Modularity implies not only the physical structure of the object, but also stage-by-stage development according to needs. Within the production site, modular data centers can be combined into high availability clusters.

IT systems optimization

One way to improve data center efficiency is to use dedicated infrastructure management software. These can be data center infrastructure management systems (Data Center Infrastructure Management, DCIM) or solutions based on supervisory control and data acquisition (SCADA) systems. They monitor the energy consumption of servers, storage, routers and air conditioning systems.

Such systems automatically distribute the load between servers, automatically turning off unused devices if necessary, and provide data center operators with recommendations for adjusting the speed of refrigeration fans.

DCIM solutions can detect that air conditioning fans are spinning too fast, and servers in the computer room do not need as much cold air flow. With the help of analytics and optimization, data centers can save tens and hundreds of kilowatts of energy.

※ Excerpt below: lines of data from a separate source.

PR #1859, opened 2026-09-21
vc_obj2tifxyz: fail when rasterization produces zero valid points

### LINKED ISSUE #1320: vc_obj2tifxyz: 'Successfully converted' and exit 0 after rasterizing 0 points

Kaluzy:
Fixes #1320.

`vc_obj2tifxyz` currently detects an all-invalid raster, prints a warning, then saves sentinel-only tifxyz files, prints `Successfully converted`, and exits 0. Scripts therefore cannot distinguish an empty conversion from a usable surface.

This change:

- treats `valid_count == 0` as a hard conversion failure before saving output
- prints an actionable message for the common normalized-`[0,1]` UV case
- clarifies the `stretch_factor` help text and corrects the default-mode example
- adds a hermetic CLI regression using the real built `vc_obj2tifxyz` binary

The regression constructs normalized UV geometry that deliberately misses every sample on the default 2x2 grid:

**Before current main**
- `Valid grid points: 0 / 4`
- sentinel-only tifxyz is saved
- `Successfully converted to tifxyz format`
- exit 0

**After**
- same default invocation exits non-zero
- no x/y/z tifxyz output is written
- error explains using a larger `stretch_factor` or `--tifxyz-source`
- the same OBJ with `stretch_factor=20` still converts successfully

Keeping this draft until CI confirms the native test on supported platforms.


Kaluzy:
Update: external upstream workflows were approval-gated, so I validated the final head in the fork using the repository's own workflows. The real vc_obj2tifxyz CLI regression now runs in normal Linux CLI CI and passes; Linux/macOS/Windows builds, full core CI, and CodeQL are green on the final #1859 head. PR is ready for review.

Kaluzy:
Final validation update: this branch has been refreshed onto current upstream main (`33b0b91`). I also validated #1859 together with #1861 on the same current converter base: both real-CLI regressions passed against one compiled `vc_obj2tifxyz`, and the combined matrix passed Linux, macOS, Windows, Python, CodeQL, full core CI, and the synthetic rendering regression. The new upstream workflow runs are currently at GitHub's external-contributor `action_required` approval gate.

Finally, AI itself can offer solutions to the problem of rising energy costs. Using machine learning, Google managed Reduce the amount of energy consumed by the cooling system by 40%. The neural network was trained to predict PUE based on 19 factors. For the calculations, a database containing 184,435 points with a resolution of 5 minutes was used; The accuracy of PUE prediction after training was 99.6%.

Now, for example, if some servers in a data center need to be shut down for a few days, the model will tell you what small changes to make to the cooling system to minimize the impact on PUE.

Conclusion

Data centers by their nature strive for high energy efficiency. Although a single data center can consume 10 to 50 times more energy per unit area than a standard commercial office building, data center energy consumption has increased little since 2010. Only with the powerful development of LLM, engineers were faced with the task of looking for unusual software and hardware solutions to reduce energy consumption.

In addition, virtualization itself reduces hardware maintenance, cooling, and energy costs. A report from the Environmental Protection Agency (EPA) states that server virtualization can lead to energy savings of up to 80%. Reducing equipment footprint also results in lower cooling costs, further contributing to overall savings.

Virtualization allows you to redistribute and expand virtual resources (processors, memory, storage) in real time. Using the services of IaaS providers, the client company pays only for the capacity actually used, which also helps reduce energy consumption.